Tout au long de ma dix-septième année, en allant faire les courses, je suivais des femmes. Mes futures proies. Je les suivais et je les observais. Je les écoutais. Le soir, ensuite, je pensais à elles. Je les choisissais en fonction de leur ressemblance physique avec ma mère mais je ne m’en suis pas rendu compte tout de suite. La voix était importante. Des femmes de quarante ans environ qui portaient des jeans serrés, des baskets de toile claire, des pulls colorés laissant voir les épaules et l’absence de soutien-gorge. Des femmes minces, blondes, avec des petits seins et des fesses inexistantes, qui se maquillaient beaucoup et avaient des cernes. Je les suivais pour voir ce qu’elles achetaient. Elles ne devaient pas avoir d’enfant ni de mec. Je les voulais seules. Il fallait qu’elles achètent peu de légumes, des conserves, des plats surgelés, des soupes en brique et en sachet, des paquets de céréale, des gâteaux, de l’alcool mais ni bière ni vin, uniquement des alcools forts, du maquillage, des produits pour le bain, du parfum.
Je m’approchais près d’elles, je sentais leur odeur. Le parfum devait être fruité et assez léger pour ne pas masquer complètement l’odeur de tabac. Il fallait qu’elles me fassent bander, qu’elles me donnent envie de leur lécher la chatte et de leur fourrer ma bite dans le cul.

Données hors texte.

PR #1141, opened 2015-03-02
cli: Don't scale unspecified types

### LINKED ISSUE #1140: scaling command should only target the specified processes
When I scale a service, Flynn sets all other services to zero. For example, 
`flynn scale mq=2`
sets all other services to 0, forcing me to type
`flynn scale mq=2 db=1 strat=1 etc.`
to keep everything else running each time I scale.

titanous:
If a process type is not specified when running `flynn scale foo=2` it should not touch it, otherwise we need to specify every process type for every scale action.

Closes #1140

### DIFF
--- a/cli/scale.go
+++ b/cli/scale.go
@@ -77,7 +77,11 @@ func runScale(args *docopt.Args, client *controller.Client) error {
 		return nil
 	}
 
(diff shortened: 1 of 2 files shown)


lmars:
LGTM

Issue #1143, opened 2015-03-03
Installation complete but flynn command not found.


jeffkit:
The installation logs show as bellow:

```text
===> 10:07:08.674 installing runtime dependencies
===> 10:07:08.676 running "apt-get install --yes aufs-tools iptables libvirt-bin ubuntu-zfs"
Reading package lists... Done
Building dependency tree       
Reading state information... Done
iptables is already the newest version.
aufs-tools is already the newest version.
libvirt-bin is already the newest version.
ubuntu-zfs is already the newest version.
The following packages were automatically installed and are no longer required:
  libjansson4 sqlite3 uwsgi-core
Use 'apt-get autoremove' to remove them.
0 upgraded, 0 newly installed, 0 to remove and 105 not upgraded.
===> 10:07:09.404 downloading flynn-host binary to tmp dir
===> 10:09:36.954 verifying flynn-host binary checksum
===> 10:09:36.999 moving verified flynn-host binary to /usr/local/bin
===> 10:09:37.003 running "gunzip /tmp/tmp.RrqFFY1NZJ/flynn-host.gz"
===> 10:09:37.325 running "mv /tmp/tmp.RrqFFY1NZJ/flynn-host /usr/local/bin/flynn-host"
===> 10:09:37.341 running "chmod +x /usr/local/bin/flynn-host"
===> 10:09:37.346 downloading Flynn components
10:09:37.520270 host.go:122: tuf: no root keys found in local meta store
===> 10:09:37.524 installing Upstart job
cp: cannot stat ‘/etc/flynn/upstart.conf’: No such file or directory
===> 10:09:37.589 installation complete!
root@i-aoggstf5:~# flynn
flynn: command not found
root@i-aoggstf5:~# flynn-host 
usage: flynn-host [-h|--help] <command> [<args>...]
```

lmars:
@jeffkit was this the first time you ran the script? If not, what was the previous output?

jeffkit:
The last 4 lines of log is the same, no matter the first time or the second time, third time.  After first time, the installation is more quickly.

My OS is ubuntu 14.04. install script is: 
bash < <(curl -fsSL https://dl.flynn.io/install-flynn)

lmars:
@jeffkit do you by any chance have the complete output from the first time you ran the installer? It looks like the first install failed in some way and left your system in an odd state where further attempts will also fail. Seeing the complete output of the first install will help me understand what went wrong.

jeffkit:
[...]

PR #1146, opened 2015-03-03
host: Fix initializing the TUF client

lmars:
Calling `tuf.FileLocalStore` creates the local TUF db, so if a method after that fails then just checking for its's existence isn't enough to determine whether it needs initializing.

Instead we should check for `ErrNoRootKeys` from the TUF client to determine whether it needs initializing.

This was causing installations to fail in #1143 after an initial failure due to a network timeout fetching the remote root.json.


titanous:
LGTM

PR #1153, opened 2015-03-03
Updated flynn install cmd line usage

arekkas:
Instead of spaces, double-hyphen args need to be set with equal signs:

```
  -n <instances>,     --instances=<instances>            Number of instances to launch [default: 1]
  -t <instance-type>, --type=<instance-type>             Type of instances to launch [default: %s]
                      --aws-access-key-id=<key-id>       AWS access key ID. Defaults to $AWS_ACCESS_KEY_ID
                      --aws-secret-access-key=<secret>   AWS access key secret. Defaults to $AWS_SECRET_ACCESS_KEY
                      --aws-region=<region>              AWS region [default: us-east-1]
```

### DIFF
--- a/cli/install.go
+++ b/cli/install.go
@@ -13,17 +13,17 @@ import (
 
 func init() {
 	register("install", runInstaller, fmt.Sprintf(`
-usage: flynn install <target> [-n <instances>] [-t <instance-type>] [--aws-access-key-id <key-id>] [--aws-secret-access-key <secret>] [--aws-region <region>]
+usage: flynn install <target> [-n <instances>] [-t <instance-type>] [--aws-access-key-id=<key-id>] [--aws-secret-access-key=<secret>] [--aws-region=<region>]
 
 Targets:
 	aws  creates a flynn cluster on EC2
 
 Options:
-  -n, --instances <instances>            Number of instances to launch [default: 1]
-  -t, --type <instance-type>             Type of instances to launch [default: %s]
-      --aws-access-key-id <key-id>       AWS access key ID. Defaults to $AWS_ACCESS_KEY_ID
-      --aws-secret-access-key <secret>   AWS access key secret. Defaults to $AWS_SECRET_ACCESS_KEY
-      --aws-region <region>              AWS region [default: us-east-1]
+  -n <instances>,     --instances=<instances>            Number of instances to launch [default: 1]
+  -t <instance-type>, --type=<instance-type>             Type of instances to launch [default: %s]
+                      --aws-access-key-id=<key-id>       AWS access key ID. Defaults to $AWS_ACCESS_KEY_ID
+                      --aws-secret-access-key=<secret>   AWS access key secret. Defaults to $AWS_SECRET_ACCESS_KEY
+                      --aws-region=<region>              AWS region [default: us-east-1]
 
 Examples:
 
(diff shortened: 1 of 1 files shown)


titanous:
Thanks! Please amend the commit message to have a `cli: ` prefix (you can force push to the same branch after amending the commit).

arekkas:
Damn, I used `git commit --amend` and `git push --force` but it seems to heave created a new commit. Should I recreate the PR?

titanous:
The PR looks good (reload the page, GitHub push doesn't remove the old commit). The message needs a bit of work still (it is missing the first character and is too long, take a look at my first comment for suggestions).

arekkas:
Better? :)

titanous:
Yep! LGTM.

arekkas:
Tests failed - my fault?

titanous:
Nope, known issue with CI. @jvatic will test this out locally and merge.

arekkas:
Great!

cli/install.go
```diff
@@ -13,17 +13,17 @@ import (
...
 Targets:
 	aws  creates a flynn cluster on EC2
 
 Options:
-  -n, --instances <instances>            Number of instances to launch [default: 1]
-  -t, --type <instance-type>             Type of instances to launch [default: %s]
-      --aws-access-key-id <key-id>       AWS access key ID. Defaults to $AWS_ACCESS_KEY_ID
-      --aws-secret-access-key <secret>   AWS access key secret. Defaults to $AWS_SECRET_ACCESS_KEY
-      --aws-region <region>              AWS region [default: us-east-1]
+  -n <instances>,     --instances=<instances>            Number of instances to launch [default: 1]
```
jvatic: The parser doesn't like the spaces between the `,` and `--instances`: `--instances=3` causes usage to be printed out.

archSeer: Yeah, docopt requires a single space there, a double space means that the next column is the usage.

arekkas: So instead it should look like:

```
usage: flynn install <target> [-n <instances>] [-t <instance-type>] [--aws-access-key-id=<key-id>] [--aws-secret-access-key=<secret>] [--aws-region=<region>]
Targets:
	aws  creates a flynn cluster on EC2
Options:
  -n <instances>, --instances=<instances>                Number of instances to launch [default: 1]
  -t <instance-type>, --type=<instance-type>             Type of instances to launch [default: %s]
                      --aws-access-key-id=<key-id>       AWS access key ID. Defaults to $AWS_ACCESS_KEY_ID
                      --aws-secret-access-key=<secret>   AWS access key secret. Defaults to $AWS_SECRET_ACCESS_KEY
                      --aws-region=<region>              AWS region [default: us-east-1]
```

?

arekkas:
cli usage for other parts of cli: are formatted with spaces as well. If you think it's useful to update these I'd create PRs on those as well. Here are some examples:

* https://github.com/flynn/flynn/blob/master/cli/cluster.go#L24
* https://github.com/flynn/flynn/blob/master/cli/app.go#L25

Reason I'm pushing this is because it took me about 10 minutes to figure out why my AWS credentials were not recognized and since everything else is set up in 5 minutes (**cudos to that**) it would be sad to waste double the time on this :)

cli/install.go
jvatic: Correct.

titanous:
It looks like this commit is missing the DCO sign-off.

arekkas:
Yep sorry, it should be fine now

titanous:
Thanks!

Je marchais dans le supermarché jusqu’à en trouver une. Il y en avait toujours une. Et puis je la suivais jusqu’aux caisses. J’enregistrais tous les détails, sa manière de respirer, son odeur. Je me tenais assez proche pour pouvoir faire ça. Mais je ne leur parlais pas et ne les touchais pas. J’accumulais des informations que je gardais en mémoire jusqu’au soir. Je me formais d’elle l’image la plus complète possible.
Avant de retourner à la maison, quelquefois, je regardais leurs voitures et je recopiais leurs plaques minéralogiques.